Le deuxième courant, qualifié d’écologie, rompt avec la comparaison entre humain et ordinateur : la pensée humaine vit dans une harmonie naturelle avec son environnement, elle est faite par lui et pour lui, elle ne doit donc pas le déchiffrer par de longues et inévitables séquences d’opérations. Autrement dit, pour la conscience, le monde ne se compose pas de faits, d’informations qu’il faut toutes intégrer, sélectionner et organiser, mais de significations, d’appels singuliers, de signes saillants, de propositions intéressantes, qui retiennent l’attention et orientent l’action, sans même que le raisonnement intervienne, ce que Gibson, l’inspirateur de ce courant, nomme affordances. Par exemple, lorsque je vois une chaise, je n’enregistre pas ses caractéristiques pour en déduire son usage, je sais immédiatement quoi faire, mieux la chaise est un appel à s’asseoir, que j’entends en cas de fatigue. Approche qualitative et non quantitative de la psyché, qui s’inscrit dans la tradition de Brentano, de la phénoménologie à la psychologie de la forme.
Le cognitivisme garde cependant une unité en ce que, quelle que soit son approche, il étudie la pensée et dans la pensée sont compris l’intelligence, le raisonnement, l’apprentissage, l’imagination, la mémoire, l’attention, la représentation, le langage, la perception, le jugement, la décision et même l’émotion. Sous la sécheresse de la formulation, les découvertes de ce mouvement ne manquent pas de poésie. La pensée se formule-t-elle par images ou par mots ? Cela dépend des individus, pour certains exclusivement par mots, pour d’autres rien que par images et pour une troisième catégorie par un mélange entre les deux.
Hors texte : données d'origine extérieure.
PR #555, opened 2022-05-31
DEV-2528 implementation of filters for client-auth

thorstenkramm:


server/server.go
```diff
@@ -205,21 +205,11 @@ func NewServer(config *Config, filesAPI files.FileAPI) (*Server, error) {
...
 	}
 
 	if config.Server.AuthFile != "" {
-		fileProvider := clientsauth.NewFileProvider(config.Server.AuthFile)
-		cachedProvider, err := clientsauth.NewCachedProvider(fileProvider)
-		if err != nil {
-			return nil, err
-		}
-		return cachedProvider, nil
+		return clientsauth.NewFileProvider(config.Server.AuthFile), nil
```
domenipavec, line 212: I think that for `FileProvider` we should still use cache, otherwise the whole json file must be loaded on every client connection, which could be potentially expensive.

server/api_clientauth_test.go
```diff
@@ -0,0 +1,543 @@
...
+			provider:        clientsauth.NewDatabaseMockProvider([]*clientsauth.ClientAuth{cl1, cl2, cl3}),
+			wantStatusCode:  http.StatusOK,
+			wantClientsAuth: []*clientsauth.ClientAuth{},
+			wantCount:       0,
+			idFilter:        "sdfetzuj",
+		},
+	}
+
+	for _, tc := range testCases {
+		msg := fmt.Sprintf("test case: %q", tc.descr)
```
domenipavec, line 97: Please use `t.Run` to add `descr` to test name and remove `msg`.

server/api_clientauth_test.go
```diff
@@ -0,0 +1,543 @@
...
+
+		provider clientsauth.Provider
+
+		wantStatusCode  int
+		wantClientsAuth []*clientsauth.ClientAuth
+		wantErrCode     string
+		wantErrTitle    string
+		wantCount       int
+		idFilter        string
+	}{
```
domenipavec, line 45: It would be good to add test cases for empty id filter, successful filter with one result.

server/clientsauth/clientauth.go
```diff
@@ -1,19 +1,25 @@
 package clientsauth
 
-import "sort"
+var SupportedFilters = map[string]bool{
+	"id": true,
+}
+
+var SupportedSorts = map[string]bool{}
+
+var SupportedFields = map[string]map[string]bool{
```
domenipavec, line 9: You can pass `nil` for supported and default fields to remove support for fields on this endpoint, since it makes no sense with only `id`.

server/api_clientauth_test.go
```diff
@@ -0,0 +1,543 @@
...
+			requestBody:     composeRequestBody(cl4.ID, cl4.Password),
+			wantStatusCode:  http.StatusMethodNotAllowed,
+			wantErrCode:     ErrCodeClientAuthSingleClient,
+			wantErrTitle:    "Client authentication is enabled only for a single user.",
+			wantClientsAuth: []*clientsauth.ClientAuth{cl1},
+		},
+	}
+
+	for _, tc := range testCases {
+		msg := fmt.Sprintf("test case: %q", tc.descr)
```
domenipavec, line 309: Same as above.

domenipavec (changes requested):

server/clientsauth/database.go
```diff
@@ -26,15 +32,56 @@ func NewDatabaseProvider(DB *sqlx.DB, tableName string) *DatabaseProvider {
 	}
 }
 
+func NewDatabaseMockProvider(clients []*ClientAuth) *DatabaseProvider {
```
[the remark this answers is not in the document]
thorstenkramm: @domenipavec As far as I know, a function inside a _test file, has a file-only scope. One test cannot use functions declared in another test. Moving the mock function `NewDatabaseMockProvider` into a separated _test file seems not possible. Or am I missing something?

server/api_clientauth_test.go
```diff
@@ -94,54 +111,55 @@ func TestHandleGetClientsAuth(t *testing.T) {
...
+			q.Add("page[limit]", "3")
+			q.Add("filter[id]", tc.idFilter)
+			req.URL.RawQuery = q.Encode()
+			t.Logf("%s: URL tested: %s", tc.descr, req.URL.String())
+			handler := http.HandlerFunc(al.handleGetClientsAuth)
+			w := httptest.NewRecorder()
+			handler.ServeHTTP(w, req)
+
+			// then
+			msg := fmt.Sprintf("test case: %q", tc.descr)
```
domenipavec, line 138: Msg is not required anymore since you're using t.Run

server/api_clientauth_test.go
```diff
@@ -306,59 +324,55 @@ func TestHandlePostClientsAuth(t *testing.T) {
...
+			req := httptest.NewRequest(http.MethodPost, "/api/v1/clients-auth", tc.requestBody)
+
+			// when
+			handler := http.HandlerFunc(al.handlePostClientsAuth)
+			w := httptest.NewRecorder()
+			handler.ServeHTTP(w, req)
+			t.Logf("Got response %s", w.Body)
+
+			// then
+			msg := fmt.Sprintf("test case: %q", tc.descr)
```
domenipavec, line 351: Same

server/clientsauth/file.go
```diff
@@ -5,52 +5,34 @@ import (
...
-	for _, v := range clients {
-		clientAuth[v.ID] = v.Password
-	}
-	cj, _ := json.Marshal(clientAuth)
-	if _, err := f.Write(cj); err != nil {
-		log.Fatalln("error writing client-auth.json for mock provider", err)
-	}
-	return &FileProvider{
-		fileName: authFile,
+		cache:    cache,
```
domenipavec, line 30: You need to either delete or update cache on `Add`

share/query/convert.go
```diff
@@ -37,7 +37,18 @@ func AddWhere(filterOptions []FilterOption, q string, params []interface{}) (str
 		orParts := make([]string, 0, len(filterOptions[i].Values))
 		for _, col := range filterOptions[i].Column {
 			for _, val := range filterOptions[i].Values {
-				part := fmt.Sprintf("%s %s ?", col, filterOptions[i].Operator.Code())
+				var operatorCode = filterOptions[i].Operator.Code()
+				var operatorOption = ""
+				if operatorCode == "=" && strings.Contains(val, "*") {
+					// Implement a SQL LIKE search triggered by a wildcard
+					operatorCode = "LIKE"
```
domenipavec, line 44: This will do case sensitive comparison, while the non db code will do case insensitive. We should do the same here.

Also I implemented the same thing in my PR, I think my implementation is a bit cleaner: https://github.com/cloudradar-monitoring/rport/pull/562/files#diff-d8c93b1d3989c57232dc1cce22fdb2c250a647f6a708a21bdaf6096291ba74e1R43 
If you agree merge my PR and rebase this on top.

thorstenkramm: @domenipavec I adopted your approach. I appended escaping the `%` so users can't use this sign to trigger a wildcard search.

domenipavec (dismissed):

Que signifie oublier ? Perdre la mémoire ? Non, simplement être incapable de récupérer dans la mémoire qui, elle, semble potentiellement illimitée. Et que signifie se souvenir ? Repasser une scène qui nous aurions enregistrée sur les bandes de la pensée ? Non, la rejouer dans le théâtre de l’esprit et donc la remettre en scène, avec à chaque fois et malgré soi des modifications de mise en scène. Car la mémoire est fille de l’imagination : elle ne sert pas à conserver fidèlement le passé, mais à le rejouer de multiples manières afin de savoir ce qui aurait pu être et de prévoir ce qui sera, pour intégrer le passé à notre personnalité, apprendre de notre expérience et explorer de nouvelles possibilités.
De même, comment fonctionne l’attention ? Pourquoi est-elle si indépendante de notre volonté ? Que cherche-t-elle comme une abeille le miel ? Quel est ce miel pour chacun d’entre nous ? En vérité, l’attention détermine la volonté bien plus que la volonté ne détermine l’attention. D’où les divers degrés de concentration selon le sujet.
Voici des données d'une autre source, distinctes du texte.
PR #559, opened 2022-06-03
Dev 2541

thorstenkramm:


server/upload.go
```diff
@@ -316,3 +332,29 @@ func validateUploadRequest(ur *UploadRequest) error {
 
 	return ur.Validate()
 }
+
+func validateUserRights(ur *UploadRequest, user *users.User) error {
```
domenipavec, line 336: We shouldn't have multiple functions for checking user access to clients. There already exists 'ClientService.CheckClientsAccess` that does this, you should use it.

api-doc.yml
```diff
@@ -1023,7 +1023,7 @@ paths:
     get:
       tags:
         - "Commands"
-      summary: "Return a short info about all multi-client commands"
+      summary: "Return a short info about all multi-client commands executed by the scheduler"
```
domenipavec, line 1026: I don't think the change is true, it returns all multi client commands not only those by the scheduler.

thorstenkramm: It lands on `func (p *SqliteProvider) GetMultiJobSummaries()` which selects from `multi_jobs`.
The regular script execution not triggered by the schedules stores all data in the table `jobs`. 
I think we should rework this with a clear naming of the endpoints. 
Having `GET /jobs` and `GET /scheduler-jobs` would make it clearer.

domenipavec: That's not true, `multi_jobs` is used any time command/script is executed on multiple clients, that includes both scheduled and manual execution.

domenipavec (dismissed):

Le cognitivisme est la dernière des écoles. La psychologie intègre à présent les contributions de toutes celles que j’ai énumérées, en ne retenant que leurs intuitions les plus justes, éprouvées par l’expérience répétée. Elle se départage en thématiques (personnalité, apprentissage, perception, émotion, etc.) et analyse les dynamiques des sociétés autant que le développement individuel, de l’enfance au vieillissement.
Je pense donc je suis, disait Descartes. Je pense donc je ne suis pas, répond Pessoa. Expérience déroutante de la psyché, de l’esprit fait chair, ou de la chair faite esprit, où « je » désigne à la fois l’unité et la multiplicité du moi, où notre pensée est la garantie de notre réalité comme le processus de notre déréalisation.